Stored items from a collection:
- - -

PR #2627, opened 2022-10-12
Allow cross-origin requests in dev mode

lava:
A minimal change to the web plugin to allow development against separate API and frontend servers. The mechanism may be reused to insert other relevant headers in the future.

For production usage we probably need to at least make the allowed origins user-configurable, but it's not clear yet when this will be needed since we also expect to be serving the frontend and the API from the same origin eventually.

### :memo: Reviewer Checklist

### DIFF
--- a/plugins/web/src/server_command.cpp
+++ b/plugins/web/src/server_command.cpp
@@ -164,7 +164,7 @@ request_dispatcher_actor::behavior_type request_dispatcher(
 
 void setup_route(caf::scoped_actor& self, std::unique_ptr<router_t>& router,
                  std::string_view prefix, request_dispatcher_actor dispatcher,
-                 vast::rest_endpoint endpoint,
+                 const server_config& config, vast::rest_endpoint endpoint,
                  system::rest_handler_actor handler) {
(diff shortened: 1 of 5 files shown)


plugins/web/src/server_command.cpp
```diff
@@ -164,7 +164,7 @@ request_dispatcher_actor::behavior_type request_dispatcher(
 
 void setup_route(caf::scoped_actor& self, std::unique_ptr<router_t>& router,
                  std::string_view prefix, request_dispatcher_actor dispatcher,
-                 vast::rest_endpoint endpoint,
+                 const server_config& config, vast::rest_endpoint endpoint,
```
mavam, line 167: Could you adapt the example config with a commented illustration how to use this?

lava: Right now there's nothing exposed to the user, we just always allow arbitrary origins in dev mode.

dit7ya (approved):
I can confirm building from this branch fixes the CORS issues in the frontend - Chrome and Firefox both works fine.

PR #2631, opened 2022-10-13
Properly recover corrupted partition data on startup

lava:
This contains two fixes:

  1) Fix the check for the flatbuffer identifier at the
     beginning of a partition flatbuffer to look at the
     correct bytes.

  2) Instead of running the recovered data through import,
     use a partition transformer to recreate the partitions.
     This avoids creating partitions with huge import time
     ranges by mixing the data with regular imports, which
     would confuse compaction and rebuilding.

Testing: We manually "corrupted" partitions by using `truncate -s 3G` on some partitions that were created by a static build of VAST 2.2, and verified that the data from these was present and queryable after a `vast start`. I'm not sure how we would do automated testing of this.

### :memo: Reviewer Checklist


libvast/src/system/index.cpp
```diff
@@ -555,47 +556,75 @@ caf::error index_state::load_from_disk() {
...
+      }
+      std::error_code err{};
+      if (!std::filesystem::remove(store_path, err))
+        VAST_WARN("{} failed to remove store file {} after recovery: {}", index,
+                  store_path, err);
+      if (!std::filesystem::remove(part_path, err))
+        VAST_WARN("{} failed to remove partition file {} after recovery: {}",
+                  index, part_path, err);
+      for (auto slice : *seg)
+        self->send(transformer, std::move(slice));
```
tobim, line 606: Sending all slices of all oversized partitions into one transformer might materialize a lot of data and risking large memory consumption.

tobim: We agreed to run one transformation per partition in a call.

dominiklohmann:
[sc-38413]

tobim (approved):
We paired most of the time for this fix and the unit test.

PR #2635, opened 2022-10-14
Add a timeout to the UDS metric sink

tobim:
We now wait for up to one second while trying to write metrics, but only if the previous line was not dropped.
Additionally, the file descriptor used for sending is put into non-blocking mode to avoid endless blocking in case the listening socket hangs up but isn't cleaned up fully.

### :memo: Reviewer Checklist

### DIFF
--- a/libvast/include/vast/detail/posix.hpp
+++ b/libvast/include/vast/detail/posix.hpp
@@ -38,6 +38,10 @@ struct uds_datagram_sender {
   static caf::expected<uds_datagram_sender> make(const std::string& path);
 
   /// Send the content of `data to `dst`.
+  /// @param data The data that should be written.
+  /// @param timeout_usec A duration to wait for readiness of the receiver.
+  /// @returns `true` if the data was sent or `false` if it was dropped because
+  ///          the timeout was reached
   caf::expected<bool> send(std::span<char> data, int timeout_usec = 0);
 
   /// The file descriptor for the "client" socket.
--- a/libvast/include/vast/detail/posix.hpp
+++ b/libvast/include/vast/detail/posix.hpp
@@ -40,9 +40,9 @@ struct uds_datagram_sender {
   /// Send the content of `data to `dst`.
   /// @param data The data that should be written.
   /// @param timeout_usec A duration to wait for readiness of the receiver.
-  /// @returns `true` if the data was sent or `false` if it was dropped because
-  ///          the timeout was reached
-  caf::expected<bool> send(std::span<char> data, int timeout_usec = 0);
+  /// @returns `no_error` if the data was sent or `timeout` if it was dropped
+  ///          because the timeout was reached
+  caf::error send(std::span<char> data, int timeout_usec = 0);
 
   /// The file descriptor for the "client" socket.
   int src_fd = -1;
--- a/libvast/include/vast/detail/posix.hpp
+++ b/libvast/include/vast/detail/posix.hpp
@@ -38,7 +38,7 @@ struct uds_datagram_sender {
   static caf::expected<uds_datagram_sender> make(const std::string& path);
 
   /// Send the content of `data to `dst`.
-  caf::error send(std::span<char> data);
+  caf::expected<bool> send(std::span<char> data, int timeout_usec = 0);
 
   /// The file descriptor for the "client" socket.
   int src_fd = -1;
@@ -100,8 +100,8 @@ struct [[nodiscard]] unix_domain_socket {
   /// @param path The filesystem path identifying the server socket.
   /// @param type The socket type.
   /// @returns A UNIX domain socket handle.
-  static unix_domain_socket connect(const std::string& path,
-                                    socket_type type = socket_type::stream);
+  static unix_domain_socket
+  connect(const std::string& path, socket_type type = socket_type::stream);
 
   /// Checks whether the UNIX domain socket is in working state.
   /// @returns `true` if the UNIX domain socket is open and operable.
--- a/libvast/include/vast/detail/posix.hpp
+++ b/libvast/include/vast/detail/posix.hpp
@@ -134,8 +134,14 @@ struct [[nodiscard]] unix_domain_socket {
 /// Polls a file descriptor for ready read events via `select(2)`.
 /// @param fd The file descriptor to poll
 /// @param usec The number of microseconds to wait.
-/// @returns `caf::none` if *fd* has ready events for reading.
-[[nodiscard]] caf::error poll(int fd, int usec = 100000);
+/// @returns `true` if read operations on *fd* would not block.
+[[nodiscard]] caf::expected<bool> rpoll(int fd, int usec);
+
+/// Polls a file descriptor for write readiness via `select(2)`.
+/// @param fd The file descriptor to poll
+/// @param usec The number of microseconds to wait.
+/// @returns `true` if write operations on *fd* would not block.
+[[nodiscard]] caf::expected<bool> wpoll(int fd, int usec);
 
 /// Wraps `close(2)`.
 /// @param fd The file descriptor to close.
--- a/libvast/src/detail/posix.cpp
+++ b/libvast/src/detail/posix.cpp
@@ -11,7 +11,6 @@
 #include "vast/config.hpp"
 #include "vast/detail/assert.hpp"
 #include "vast/detail/raise_error.hpp"
-#include "vast/die.hpp"
 #include "vast/error.hpp"
 #include "vast/logger.hpp"
 
@@ -327,26 +326,28 @@ caf::error make_blocking(int fd) {
   return make_nonblocking(fd, false);
 }
 
-caf::error poll(int fd, int usec) {
+caf::expected<bool> rpoll(int fd, int usec) {
   fd_set rdset;
   FD_ZERO(&rdset);
   FD_SET(fd, &rdset);
   timeval timeout{0, usec};
   auto rc = ::select(fd + 1, &rdset, nullptr, nullptr, &timeout);
-  if (rc < 0) {
-    switch (rc) {
-      default:
-        vast::die("unhandled select(2) error");
-      case EINTR:
-      case ENOMEM:
-        return caf::make_error(ec::filesystem_error,
-                               "failed in select(2):", std::strerror(errno));
-    }
-  }
-  if (!FD_ISSET(fd, &rdset))
+  if (rc < 0)
     return caf::make_error(ec::filesystem_error,
-                           "failed in fd_isset(3):", std::strerror(errno));
-  return caf::none;
+                           "failed in select(2):", std::strerror(errno));
+  return !!FD_ISSET(fd, &rdset);
+}
+
+caf::expected<bool> wpoll(int fd, int usec) {
+  fd_set write_set;
+  FD_ZERO(&write_set);
+  FD_SET(fd, &write_set);
+  timeval timeout{0, usec};
+  auto rc = ::select(fd + 1, nullptr, &write_set, nullptr, &timeout);
+  if (rc < 0)
+    return caf::make_error(ec::filesystem_error,
+                           "failed in select(2):", std::strerror(errno));
+  return !!FD_ISSET(fd, &write_set);
 }
 
 caf::error close(int fd) {
--- a/libvast/src/detail/posix.cpp
+++ b/libvast/src/detail/posix.cpp
@@ -132,22 +132,21 @@ uds_datagram_sender::make(const std::string& path) {
   return std::move(result);
 }
 
-caf::expected<bool>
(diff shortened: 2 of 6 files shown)


libvast/src/detail/posix.cpp
```diff
@@ -318,26 +330,28 @@ caf::error make_blocking(int fd) {
   return make_nonblocking(fd, false);
 }
 
-caf::error poll(int fd, int usec) {
+caf::expected<bool> rpoll(int fd, int usec) {
   fd_set rdset;
```
mavam, line 334: Can you call this `read_set` so that the implementation is symmetric to the `write_set` you introduced below?

libvast/src/system/accountant.cpp
```diff
@@ -93,6 +93,9 @@ struct accountant_state_impl {
   /// Handle to the uds output channel.
   std::unique_ptr<detail::uds_datagram_sender> uds_datagram_sink = nullptr;
 
+  /// Handle to the uds output channel is currently dropping it's input.
```
mavam, line 96:
```suggestion
  /// Handle to the UDS output channel is currently dropping its input.
```

mavam (commented):
This probably works, but I don't understand the reason behind polling the socket conditionally. Could you elaborate?

Why not poll unconditionally? It seems we're now at least dropping one line with higher probability.

tobim:
> Why not poll unconditionally? It seems we're now at least dropping one line with higher probability.

If we wait every time and run into timeouts constantly the message inbox of the accountant will grow as soon as the average time between messages is lesser than the timeout. Since the inbox is an unbounded buffer it would run out of memory eventually, which is exactly the situation that this change is supposed to fix.

libvast/src/system/accountant.cpp
```diff
@@ -216,7 +219,20 @@ struct accountant_state_impl {
...
                           detail::uds_datagram_sender& dest) {
     auto buf = to_json_line(actor_id, ts, key, x, meta1, meta2);
-    dest.send(std::span<char>{reinterpret_cast<char*>(buf.data()), buf.size()});
+    // Only poll the socket for write readiness if it did not drop the previous
+    // line.
+    auto timeout_usec = uds_datagram_sink_dropping ? 0 : 1'000'000;
+    auto delivered = dest.send(
+      std::span<char>{reinterpret_cast<char*>(buf.data()), buf.size()},
+      timeout_usec);
+    if (!delivered) {
```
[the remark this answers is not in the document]
tobim: I'm not 100% sure, but I think calling `.error()` on an `expected` that doesn't contain one is UB.
Besides, we use `operator!` for this everywhere else.

libvast/src/system/accountant.cpp
```diff
@@ -216,7 +219,20 @@ struct accountant_state_impl {
                           const metrics_metadata& meta2, time ts,
                           detail::uds_datagram_sender& dest) {
     auto buf = to_json_line(actor_id, ts, key, x, meta1, meta2);
-    dest.send(std::span<char>{reinterpret_cast<char*>(buf.data()), buf.size()});
+    // Only poll the socket for write readiness if it did not drop the previous
+    // line.
+    auto timeout_usec = uds_datagram_sink_dropping ? 0 : 1'000'000;
```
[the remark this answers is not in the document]
tobim: I extended the comment, hopefully to your satisfaction.

I opted to skip the `std::chrono` with the assumption that future readers will understand that `1'000'00` microseconds are the same as one second.

libvast/src/system/accountant.cpp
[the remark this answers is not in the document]
mavam: Yeah, that would make sense actually.

libvast/include/vast/detail/posix.hpp
```diff
@@ -38,7 +38,11 @@ struct uds_datagram_sender {
   static caf::expected<uds_datagram_sender> make(const std::string& path);
 
   /// Send the content of `data to `dst`.
-  caf::error send(std::span<char> data);
+  /// @param data The data that should be written.
+  /// @param timeout_usec A duration to wait for readiness of the receiver.
+  /// @returns `true` if the data was sent or `false` if it was dropped because
+  ///          the timeout was reached
+  caf::expected<bool> send(std::span<char> data, int timeout_usec = 0);
```
mavam, line 45: I'm still unsure that `expected<bool>` is the right thing here. It feels like an anti-pattern, for two reasons:

1. There's also `caf::no_error`, which aliases to an error code with 0. The semantics are basically "not an error".
2. There is probably an error code for a timeout that makes sense to return.

Keeping it at `caf::error` and returning a timeout error code feels more appropriate. At least from the comment of the return suggests that.

libvast/src/system/accountant.cpp
```diff
@@ -216,7 +219,26 @@ struct accountant_state_impl {
                           const metrics_metadata& meta2, time ts,
                           detail::uds_datagram_sender& dest) {
     auto buf = to_json_line(actor_id, ts, key, x, meta1, meta2);
-    dest.send(std::span<char>{reinterpret_cast<char*>(buf.data()), buf.size()});
+    // Only poll the socket for write readiness if it did not drop the previous
+    // line. Not doing this could increase the average message processing time
+    // of the accountant by timeout value, and just as with any actor, receiving
```
mavam, line 224:
```suggestion
    // of the accountant by the timeout value, and just as with any actor, receiving
```

libvast/include/vast/detail/posix.hpp
mavam: I don't have strong opinions on this though. Feel free to resolve if you think it aint't worth it to go through another round.

libvast/src/detail/posix.cpp
```diff
@@ -131,12 +132,23 @@ uds_datagram_sender::make(const std::string& path) {
   return std::move(result);
 }
 
-caf::error uds_datagram_sender::send(std::span<char> data) {
+caf::expected<bool>
+uds_datagram_sender::send(std::span<char> data, int timeout_usec) {
+  if (timeout_usec) {
```
mavam, line 137:
```suggestion
  if (timeout_usec > 0) {
```

libvast/src/system/accountant.cpp
```diff
@@ -216,7 +219,26 @@ struct accountant_state_impl {
...
+    // any re-initialization of the listening side would not incur data loss
+    // without being excessive.
+    auto timeout_usec = uds_datagram_sink_dropping ? 0 : 1'000'000;
+    auto delivered = dest.send(
+      std::span<char>{reinterpret_cast<char*>(buf.data()), buf.size()},
+      timeout_usec);
+    if (!delivered) {
+      VAST_WARN("{} failed to write metrics to UDS sink: {}", *self,
+                delivered.error());
+      VAST_WARN("{} disables the UDS metrics sink", *self);
```
mavam, line 237:
```suggestion
      VAST_WARN("{} resets the UDS metrics sink", *self);
```

mavam:
> If we wait every time and run into timeouts constantly the message inbox of the accountant will grow as soon as the average time between messages is lesser than the timeout. Since the inbox is an unbounded buffer it would run out of memory eventually, which is exactly the situation that this change is supposed to fix.

My mental model is this:

0. The common case is that VAST produces less that than the other side can consume
1. We want to be able to tolerate outages on the other end, for brief amounts of time
2. If the socket becomes unavailable, we accept a small amount of wait time
3. In the common case, `wpoll` is a no-op because the socket is always ready

By this logic, it doesn't hurt to poll unconditionally. It seems this scenario of intermittent outages is not reflected, rather, we're punishing directly by dropping a message on the floor immediately.

So only for the non-common case of *continuous* outage, we need to drop messages. Does that make sense?

libvast/include/vast/detail/posix.hpp
tobim: To me the it makes most sense to return a 3-state type. Because I want to handle timeouts separately from errors at the call site. No strong opinion either though.

libvast/src/system/accountant.cpp
tobim: Isn't "disable" clearer here? If it says "reset" I would ask to what state?

libvast/include/vast/detail/posix.hpp
dominiklohmann: It's a four-state type right now, though:

- true
- false
- caf::no_error
- caf::error

I think for legibility of the code it makes sense to just have this return an enum class or a variant.

tobim:
> > If we wait every time and run into timeouts constantly the message inbox of the accountant will grow as soon as the average time between messages is lesser than the timeout. Since the inbox is an unbounded buffer it would run out of memory eventually, which is exactly the situation that this change is supposed to fix.
> 
> My mental model is this:
> 
>     0. The common case is that VAST produces less that than the other side can consume
> 
>     1. We want to be able to tolerate outages on the other end, for brief amounts of time
> 
>     2. If the socket becomes unavailable, we accept a small amount of wait time

That is what we do.

>     3. In the common case, `wpoll` is a no-op because the socket is always ready

That doesn't make it a no-op. In fac t, I'm going to change it to try to send first, and only `wpoll` if we get `EAGAIN`. No need to introduce an unforced pessimization here.

> By this logic, it doesn't hurt to poll unconditionally. It seems this scenario of intermittent outages is not reflected, rather, we're punishing directly by dropping a message on the floor immediately.

Intermittent outages *are* covered. "Intermittent" in the sense that we can't send every so often, and it recovers relatively quickly. The logic to wait only in the good state has no effect in this scenario. What it does cover is the case of being unable to send for a longer time.

> So only for the non-common case of _continuous_ outage, we need to drop messages. Does that make sense?

Well, yes, that is exactly what this code does.

libvast/src/system/accountant.cpp
mavam: I am thinking of "reset" as something that makes starts again from the beginning. "Disabling" to me sounds like it's no longer available.

mavam (approved):
Unless @dominiklohmann has some mechanical feedback on this PR, I'm giving this greenlight modulo pending discussion threads.

dominiklohmann:
> Unless @dominiklohmann has some mechanical feedback on this PR, I'm giving this greenlight modulo pending discussion threads.

I don't know that much about this mechanism as you do, my only concern is that `expected<bool>` is a really bad return type that we should never use anywhere, but I already commented that.

mavam:
> I don't know that much about this mechanism as you do, my only concern is that `expected<bool>` is a really bad return type that we should never use anywhere, but I already commented that.

Yes, I also think we should revert this to `caf::error` with timeout being a specific error code.

dominiklohmann:
Personal opinion: `caf::expected<void>` is a strictly better `caf::error` as a function return type, because it has bool-esque semantics, so I think that'd be even better.

tobim:
Here is what the call sites look like when using `caf::error` or `caf::expected<void>` respectively:
* `error`
```c++
    if (auto err = dest.send(
          std::span<char>{reinterpret_cast<char*>(buf.data()), buf.size()},
          timeout_usec)) {
      if (err == ec::timeout)
        uds_datagram_sink_dropping = true;
      else {
        VAST_WARN("{} failed to write metrics to UDS sink: {}", *self,
                  success.error());
        VAST_WARN("{} disables the UDS metrics sink", *self);
        uds_datagram_sink.reset();
        return;
      }
    }
```
* `expected<void>`
```c++
    if (auto success = dest.send(
          std::span<char>{reinterpret_cast<char*>(buf.data()), buf.size()},
          timeout_usec);
        !success) {
      if (success.error() == ec::timeout)
        uds_datagram_sink_dropping = true;
      else {
        VAST_WARN("{} failed to write metrics to UDS sink: {}", *self,
                  success.error());
        VAST_WARN("{} disables the UDS metrics sink", *self);
        uds_datagram_sink.reset();
        return;
      }
    }
```
Both seem to be downgrades over `caf::expected<bool>`. The main issue I have with it is that I consider timeout handling _for a function that takes a timeout_ as regular control flow, not error handling.

mavam:
> The main issue I have with it is that I consider timeout handling _for a function that takes a timeout_ as regular control flow, not error handling.

Why not switch-case on `caf::error` as return value? That's idiomatic and doesn't require shoehorning the logic into a binary if-else.

tobim:
> Why not switch-case on caf::error as return value? That's idiomatic and doesn't require shoehorning the logic into a binary if-else.

I implemented that now so we can move on.
I'll still push another updated to try to send immediately so we only have to go through `wpoll` if that didn't work.

mavam (approved):

libvast/src/system/accountant.cpp
tobim: It does turn off. If we get a hard error there is no point in trying again.

mavam: Okay, then please disregard my suggestion.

- - -

* TASK
Restate exactly the records above from their first line through the line that holds "--- a/plugins/web/src/server_command.cpp", please, including both and leaving out all others.

* SOLUTION FOR THIS EXERCISE
PR #2627, opened 2022-10-12
Allow cross-origin requests in dev mode

lava:
A minimal change to the web plugin to allow development against separate API and frontend servers. The mechanism may be reused to insert other relevant headers in the future.

For production usage we probably need to at least make the allowed origins user-configurable, but it's not clear yet when this will be needed since we also expect to be serving the frontend and the API from the same origin eventually.

### :memo: Reviewer Checklist

### DIFF
--- a/plugins/web/src/server_command.cpp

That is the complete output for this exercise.